Берия, конечно, кого угодно освободил бы и реабилитировал, лишь бы Сталин не упрекнул его в нерадивости, в неисполнительности. Думаю, Лаврентий Павлович тогда не догадался о подоплеке внезапного назначения. Считал, что его бросили временно подтянуть важное звено. Так бывало. Но Сталин привязал Берию на долгие годы к тем заботам, которые требовали очень много энергии, сложность которых не уменьшалась, а нарастала месяц за месяцем. На какое-то время атомные проблемы почти целиком захватили Берию, не оставляя времени и сил для борьбы внутриполитической. В создании атомной бомбы все надо было начинать с азов, с материальной базы, с научно-исследовательских институтов, заводов, полигонов. С добывания и систематизации сведений из-за рубежа. Года на три-четыре Лаврентий Павлович настолько завяз в атомных проблемах, что почти не встречался приватно с Кагановичем, не общался с Мехлисом. Разве что по телефону.
Работа шла напряженная и успешная. Если американцы не жалели средств для раскрытия атомных тайн и создания атомного оружия, направляя на это 20 процентов денег, выделенных для военно-технических исследований, то мы не жалели сил для раскрытия американских секретов. И не только американских. На атом, на урановую бомбу были нацелены наши лучшие разведчики в Штатах, в Англии, в Германии, в Скандинавии. Назову хотя бы несколько имен, чтобы понятен был уровень. Григорий Хейфец, наш резидент в США, укрывавшийся под маской мистера Брауна, советского вице-консула в Сан-Франциско. Этот незаурядный разведчик, имевший тесные связи с руководящими еврейскими кругами в Америке, еще до войны начал «разрабатывать» выдающегося ученого Э. Ферми, того самого, который смог осуществить первую в мировой практике цепную ядерную реакцию. Был знаком Хейфец с Р. Оппенгеймером и некоторыми другими учеными-атомщиками. Значительно помогал нам наш агент — британский дипломат Дональд Маклин. Задание считалось настолько важным, что к нему привлечена была даже глубоко законспирированная резервная агентура в Штатах, не использовавшаяся десять лет.

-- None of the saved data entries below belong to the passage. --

PR #1654, opened 2026-05-19
feat(ruby)!: rewrite to use ruby-build with optional rbenv/rvm (v2.0.0)

rhiroe:
## Summary

This PR is a continuation of #764 (now closed), which itself was opened in response to #757 and #603. It rewrites the Ruby Feature on top of **ruby-build** and bumps the version to **2.0.0**.

### 1. RVM's `stable` channel does not support recent Ruby versions

RVM's `stable` branch lags behind the upstream Ruby release cycle. As a result, users who need a recent Ruby version (e.g. 3.3.x or later) often cannot install it through the current Feature without workarounds.

### 2. Both RVM and rbenv are installed unconditionally

The current Feature installs both RVM and rbenv regardless of what the user actually needs. This causes conflicts — in particular, rbenv is effectively unusable when RVM is present because `GEM_HOME`, `GEM_PATH`, and `MY_RUBY_HOME` are all hard-coded to RVM paths in `containerEnv`. Any version manager the user adds on top will be broken by those static environment variables.

### 3. A version manager is not always necessary

For the common case where a project targets a single, fixed Ruby version, there is no need for a version manager at all. Installing RVM by default adds unnecessary complexity, startup overhead, and a frequent source of user confusion.

## What this PR does

- **Replaces RVM/rbenv with ruby-build as the sole installer.** Ruby is installed to `/usr/local/rubies/<version>/` and exposed via a `/usr/local/rubies/current` symlink on the `PATH`.
- **Removes `GEM_HOME`, `GEM_PATH`, and `MY_RUBY_HOME` from `containerEnv`.** These variables interfere with any version manager or gem tooling the user may add. RubyGems' own dynamic defaults work correctly when these are left unset.
- **Adds a `versionManager` option** (`none` / `rbenv` / `rvm`, default `none`). Users who need a version manager can opt in explicitly. When `rbenv` or `rvm` is selected, ruby-build is wired in as its build back-end.
- **Broadens OS support** from Debian/Ubuntu (`apt`) to also cover RHEL/Fedora (`dnf`/`yum`), Alpine (`apk`), openSUSE (`zypper`), and Arch (`pacman`).
- **Adds a shared `ruby` group** owning `/usr/local/rubies/` so the non-root container user can run `gem install` without `sudo`.
- Updates test scenarios to cover the `rbenv` and `rvm` paths, and removes the now-unnecessary `ruby_fallback_test`.

## Relationship to previous work

This PR picks up directly from #764. The approach here aligns with the consensus reached in #757: ruby-build as the default, version managers as opt-in, and no static `GEM_HOME`/`GEM_PATH`.

## Breaking changes

- `GEM_HOME`, `GEM_PATH`, and `MY_RUBY_HOME` are no longer set by the Feature. Projects that relied on these values being set to RVM paths will need to update their configuration.
- The Feature version is bumped to **2.0.0** to signal the backward-incompatible change.
- RVM is no longer installed by default. Use `"versionManager": "rvm"` to restore the previous behaviour.


src/ruby/install.sh
```diff
@@ -56,389 +57,341 @@ elif [ "${USERNAME}" = "none" ] || ! id -u ${USERNAME} > /dev/null 2>&1; then
...
+# Called before ruby versions are installed so that install_ruby_version()
+# can delegate to 'rvm install'.
+install_rvm() {
+    echo "Installing rvm..."
+
+    # Best-effort GPG key import; some networks block keyservers.
+    gpg --keyserver hkp://keyserver.ubuntu.com \
+        --recv-keys \
+        409B6B1796C275462A1703113804BB82D39DC0E3 \
+        7D2BAF1CF37B13E2069D6956105BD0E739499BDB 2>/dev/null \
```
Kaniska244: Hi @rhiroe 

Thank you for the contribution. Would it be possible for you to put the keys in a constant like the old code had,  instead of being literals inside the function. Also wouldn't it have been better to retain the retry logic and the keyserver logic around the GPG key import? 
Kindly let me know in case of any concern.

test/ruby/scenarios.json
```diff
@@ -44,12 +44,22 @@
...
+        "image": "ubuntu:noble",
+        "features": {
+            "ruby": {
+                "version": "3.4.2",
+                "versionManager": "rbenv"
+            }
+        }
+    },
+    "ruby_rvm": {
         "image": "mcr.microsoft.com/devcontainers/base:bullseye",
```
Kaniska244: Could this be upgraded to bookworm please?

test/ruby/scenarios.json
```diff
@@ -44,12 +44,22 @@
             "ruby": {}
         }
     },
-    "ruby_fallback_test": {
+    "ruby_rbenv": {
+        "image": "ubuntu:noble",
```
Kaniska244: Could we use `mcr.microsoft.com/devcontainers/base:noble` as base image instead?

Kaniska244 (changes requested):

src/ruby/install.sh
rhiroe: Addressed in 07e07de75dda34c364ceddcf9efa7dc78811fed1

test/ruby/scenarios.json
rhiroe: Addressed in 07e07de75dda34c364ceddcf9efa7dc78811fed1

test/ruby/scenarios.json
rhiroe: Addressed in 07e07de75dda34c364ceddcf9efa7dc78811fed1

rhiroe:
@Kaniska244 Thanks for the review! I've addressed your feedback in 07e07de75dda34c364ceddcf9efa7dc78811fed1. Note that the commit was squashed via fixup to keep the commit log clean.

Kaniska244 (dismissed):

src/ruby/NOTES.md
```diff
@@ -2,6 +2,13 @@
...
+This Feature supports Linux images that ship one of the following package managers: `apt`, `dnf`/`yum`, `apk`, `zypper`, or `pacman`. The script detects the available package manager and installs the build dependencies that ruby-build needs.
 
 `bash` is required to execute the `install.sh` script.
+
+## Layout
+
+- Ruby is installed under `/usr/local/rubies/<version>` by ruby-build.
+- The default Ruby is exposed via the `/usr/local/rubies/current` symlink, which is placed on the `PATH` through `containerEnv`.
+- `ruby-build` itself is cloned to `/usr/local/share/ruby-build` and symlinked into `/usr/local/bin/ruby-build` so additional versions can be installed later.
+- A shared `ruby` group owns `/usr/local/rubies`; the configured non-root user is added to it so `gem install` can write into the active Ruby tree without `sudo`.
```
abdurriq, line 14: Is this consistent with what we had before? If not, I'm curious if this is a standard, as it seems a bit risky to have all users write to the same gems path vs. having their own local ones.

test/ruby/install_additional_ruby_trixie.sh
abdurriq: Nit: This file could be a symlink to test/ruby/install_additional_ruby.sh

src/ruby/NOTES.md
abdurriq: Ah nvm, I see this is similar to
```
chown -R "${USERNAME}:rvm" "/usr/local/rvm/"
chmod -R g+r+w "/usr/local/rvm/"
find "/usr/local/rvm/" -type d | xargs -n 1 chmod g+s
```

abdurriq (changes requested):

test/ruby/install_additional_ruby_trixie.sh
rhiroe: Done — replaced `install_additional_ruby_trixie.sh` with a symlink to `install_additional_ruby.sh`.
01a95a97b6fe6f8f4a5689d2636546e35368badf

abdurriq (approved):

Особо отмечу очаровательную авантюристку Елизавету Зарубину, образованную (шесть языков!), хорошо подготовленную к разведывательной работе женщину, умело и расчетливо использовавшую свое обаяние, свою сексуальную притягательность. Работать в ЧК она начала еще при Дзержинском, и настоящая фамилия у нее была, естественно, другая. А первым мужем был не кто иной, как тоже известный авантюрист Я. Блюмкин, убивший в 1918 году в Москве немецкого посла графа Мирбаха, что обострило отношения между нашей страной и Германией. Тогда обошлось у Блюмкина, отделался, в общем-то, символическим наказанием. Но вот в тридцатом примерно году авантюрная парочка оказалась в Турции, где начала создавать агентурную сеть, нацеленную против англичан, хозяйничавших на Ближнем Востоке. Прикрывались коммерческой деятельностью. Суммы им были выделены основательные, дела шли бы гораздо лучше, если бы Блюмкин использовал все средства по назначению. Но заядлый троцкист пошел на подлог: значительную часть денег он передал в распоряжение своего кумира Льва Давидовича, высланного к тому времени из СССР. Елизавета — Лиза была возмущена таким предательством и сообщила об этом в Москву. Блюмкин был отозван, арестован, расстрелян.
Некоторое время спустя общительная красавица вышла замуж за дипломата и разведчика Василия Зарубина. Вместе с ним отправилась в Соединенные Штаты, имея, кстати, звание капитана госбезопасности. И заблистала там среди дипломатов, среди ученых, очаровывая и покоряя. «Охмуряя», как выразился однажды Берия. Вербовщицей она была отменной. Очень скоро на нее начали работать несколько сотрудников из секретных лабораторий в Лос-Анжелесе и Теннесси. Кроме того, Г. Хейфец свел ее с Кэтрин, женой Роберта Оппенгеймера, которого впоследствии назовут "отцом американской атомной бомбы".